Dataset entries:
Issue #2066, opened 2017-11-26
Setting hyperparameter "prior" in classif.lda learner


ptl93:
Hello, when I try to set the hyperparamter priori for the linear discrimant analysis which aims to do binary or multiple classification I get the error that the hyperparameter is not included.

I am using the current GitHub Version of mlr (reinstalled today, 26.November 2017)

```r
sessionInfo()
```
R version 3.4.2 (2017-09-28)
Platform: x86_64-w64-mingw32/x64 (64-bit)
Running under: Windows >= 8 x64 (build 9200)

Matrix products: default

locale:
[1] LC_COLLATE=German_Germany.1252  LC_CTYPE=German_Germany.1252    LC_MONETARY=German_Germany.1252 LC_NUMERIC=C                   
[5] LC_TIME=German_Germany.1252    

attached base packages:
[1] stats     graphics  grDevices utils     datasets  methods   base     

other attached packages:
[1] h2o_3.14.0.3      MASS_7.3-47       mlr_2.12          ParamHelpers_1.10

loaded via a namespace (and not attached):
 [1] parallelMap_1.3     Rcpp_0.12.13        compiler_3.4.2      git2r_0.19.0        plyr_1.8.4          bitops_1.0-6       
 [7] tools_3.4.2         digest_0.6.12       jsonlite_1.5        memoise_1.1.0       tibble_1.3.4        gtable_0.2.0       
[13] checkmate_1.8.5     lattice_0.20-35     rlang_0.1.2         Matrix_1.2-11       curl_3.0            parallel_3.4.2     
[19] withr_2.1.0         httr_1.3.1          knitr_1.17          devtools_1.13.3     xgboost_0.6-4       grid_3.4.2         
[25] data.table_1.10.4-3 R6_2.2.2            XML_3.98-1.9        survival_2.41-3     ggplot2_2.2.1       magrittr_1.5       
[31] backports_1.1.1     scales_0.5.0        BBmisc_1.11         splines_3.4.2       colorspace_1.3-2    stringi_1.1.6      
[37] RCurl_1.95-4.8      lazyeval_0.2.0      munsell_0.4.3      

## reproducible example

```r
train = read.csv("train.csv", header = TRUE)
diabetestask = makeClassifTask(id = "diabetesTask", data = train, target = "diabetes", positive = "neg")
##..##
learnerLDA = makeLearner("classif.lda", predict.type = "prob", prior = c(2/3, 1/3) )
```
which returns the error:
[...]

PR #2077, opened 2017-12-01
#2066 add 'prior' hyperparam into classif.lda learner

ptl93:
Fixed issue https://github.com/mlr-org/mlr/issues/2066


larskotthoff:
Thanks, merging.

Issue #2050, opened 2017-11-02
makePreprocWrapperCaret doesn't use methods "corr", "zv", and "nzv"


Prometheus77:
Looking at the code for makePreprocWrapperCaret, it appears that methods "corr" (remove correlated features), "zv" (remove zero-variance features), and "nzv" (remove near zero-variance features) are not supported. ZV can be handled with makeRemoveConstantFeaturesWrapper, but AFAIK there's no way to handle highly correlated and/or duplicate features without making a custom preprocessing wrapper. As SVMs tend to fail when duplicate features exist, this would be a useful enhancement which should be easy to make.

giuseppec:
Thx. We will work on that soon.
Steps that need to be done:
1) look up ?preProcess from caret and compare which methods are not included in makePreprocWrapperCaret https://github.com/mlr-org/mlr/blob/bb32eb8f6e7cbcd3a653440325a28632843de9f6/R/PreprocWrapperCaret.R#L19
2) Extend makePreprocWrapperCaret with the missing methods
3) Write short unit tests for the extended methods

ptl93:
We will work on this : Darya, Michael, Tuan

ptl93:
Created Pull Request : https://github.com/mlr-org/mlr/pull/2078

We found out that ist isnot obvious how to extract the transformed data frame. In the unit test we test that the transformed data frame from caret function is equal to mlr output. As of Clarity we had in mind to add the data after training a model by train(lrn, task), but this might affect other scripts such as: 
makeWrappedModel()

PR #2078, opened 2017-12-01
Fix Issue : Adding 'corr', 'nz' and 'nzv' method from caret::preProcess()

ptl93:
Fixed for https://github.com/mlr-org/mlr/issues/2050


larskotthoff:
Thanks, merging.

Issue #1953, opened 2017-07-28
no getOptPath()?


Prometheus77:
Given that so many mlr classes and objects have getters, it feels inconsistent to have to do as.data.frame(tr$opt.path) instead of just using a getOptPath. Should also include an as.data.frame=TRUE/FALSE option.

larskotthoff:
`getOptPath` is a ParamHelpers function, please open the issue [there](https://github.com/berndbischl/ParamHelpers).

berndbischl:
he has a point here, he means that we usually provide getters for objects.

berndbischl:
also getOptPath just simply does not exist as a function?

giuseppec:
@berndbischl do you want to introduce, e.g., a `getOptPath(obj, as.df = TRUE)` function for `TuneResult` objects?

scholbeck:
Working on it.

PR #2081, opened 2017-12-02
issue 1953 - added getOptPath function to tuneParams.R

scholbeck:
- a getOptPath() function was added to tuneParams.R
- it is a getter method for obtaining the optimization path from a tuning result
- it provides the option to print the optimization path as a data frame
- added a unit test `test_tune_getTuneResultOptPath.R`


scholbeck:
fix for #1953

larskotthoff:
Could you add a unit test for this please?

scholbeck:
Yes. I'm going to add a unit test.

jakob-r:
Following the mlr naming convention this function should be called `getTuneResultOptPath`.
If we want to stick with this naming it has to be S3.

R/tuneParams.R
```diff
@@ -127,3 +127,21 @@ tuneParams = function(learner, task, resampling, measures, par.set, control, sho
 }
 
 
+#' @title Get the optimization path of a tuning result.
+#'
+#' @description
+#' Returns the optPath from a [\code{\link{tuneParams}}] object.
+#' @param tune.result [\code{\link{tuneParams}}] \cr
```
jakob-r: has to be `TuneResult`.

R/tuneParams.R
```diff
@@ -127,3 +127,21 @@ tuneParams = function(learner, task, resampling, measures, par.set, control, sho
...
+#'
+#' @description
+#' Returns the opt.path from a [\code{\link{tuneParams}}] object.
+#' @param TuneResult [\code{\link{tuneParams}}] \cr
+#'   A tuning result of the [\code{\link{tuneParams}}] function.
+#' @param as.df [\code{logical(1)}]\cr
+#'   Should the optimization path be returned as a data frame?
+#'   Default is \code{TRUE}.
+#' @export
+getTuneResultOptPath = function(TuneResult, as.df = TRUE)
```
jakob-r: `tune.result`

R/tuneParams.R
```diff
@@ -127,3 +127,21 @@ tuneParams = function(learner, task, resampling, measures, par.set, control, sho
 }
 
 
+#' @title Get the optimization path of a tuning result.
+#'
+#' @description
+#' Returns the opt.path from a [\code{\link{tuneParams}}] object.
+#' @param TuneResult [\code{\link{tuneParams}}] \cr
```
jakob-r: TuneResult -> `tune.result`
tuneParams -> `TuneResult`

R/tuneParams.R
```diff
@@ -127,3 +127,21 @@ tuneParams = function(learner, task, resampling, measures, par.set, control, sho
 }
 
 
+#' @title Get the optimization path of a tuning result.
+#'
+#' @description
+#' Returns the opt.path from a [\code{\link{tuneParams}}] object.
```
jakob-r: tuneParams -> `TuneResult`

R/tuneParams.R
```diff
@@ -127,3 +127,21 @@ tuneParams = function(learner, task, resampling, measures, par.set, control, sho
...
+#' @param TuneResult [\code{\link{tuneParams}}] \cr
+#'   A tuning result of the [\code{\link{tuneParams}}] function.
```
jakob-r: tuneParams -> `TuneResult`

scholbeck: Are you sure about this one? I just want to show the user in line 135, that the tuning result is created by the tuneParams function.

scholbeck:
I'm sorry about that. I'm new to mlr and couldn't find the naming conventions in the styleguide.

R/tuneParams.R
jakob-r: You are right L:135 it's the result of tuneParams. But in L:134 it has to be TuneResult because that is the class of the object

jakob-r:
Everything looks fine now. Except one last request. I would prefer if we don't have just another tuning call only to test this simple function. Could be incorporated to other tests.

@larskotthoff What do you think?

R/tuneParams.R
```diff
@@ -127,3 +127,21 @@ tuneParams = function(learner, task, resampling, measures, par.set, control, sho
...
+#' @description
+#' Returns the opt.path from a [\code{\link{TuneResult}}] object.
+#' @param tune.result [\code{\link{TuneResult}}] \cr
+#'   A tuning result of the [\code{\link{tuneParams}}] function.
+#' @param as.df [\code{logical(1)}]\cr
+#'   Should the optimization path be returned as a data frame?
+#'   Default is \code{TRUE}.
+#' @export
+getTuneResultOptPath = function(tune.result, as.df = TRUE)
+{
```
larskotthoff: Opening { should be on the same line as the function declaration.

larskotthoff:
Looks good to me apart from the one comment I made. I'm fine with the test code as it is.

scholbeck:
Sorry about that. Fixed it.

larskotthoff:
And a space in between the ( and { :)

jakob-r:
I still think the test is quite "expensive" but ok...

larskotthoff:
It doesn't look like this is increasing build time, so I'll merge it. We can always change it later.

▸ Description of the task:
Beginning with the first line above, could you copy every line exactly, up to and including the one with "Matrix products: default"?

▸ Reply to the task:
Issue #2066, opened 2017-11-26
Setting hyperparameter "prior" in classif.lda learner


ptl93:
Hello, when I try to set the hyperparamter priori for the linear discrimant analysis which aims to do binary or multiple classification I get the error that the hyperparameter is not included.

I am using the current GitHub Version of mlr (reinstalled today, 26.November 2017)

```r
sessionInfo()
```
R version 3.4.2 (2017-09-28)
Platform: x86_64-w64-mingw32/x64 (64-bit)
Running under: Windows >= 8 x64 (build 9200)

Matrix products: default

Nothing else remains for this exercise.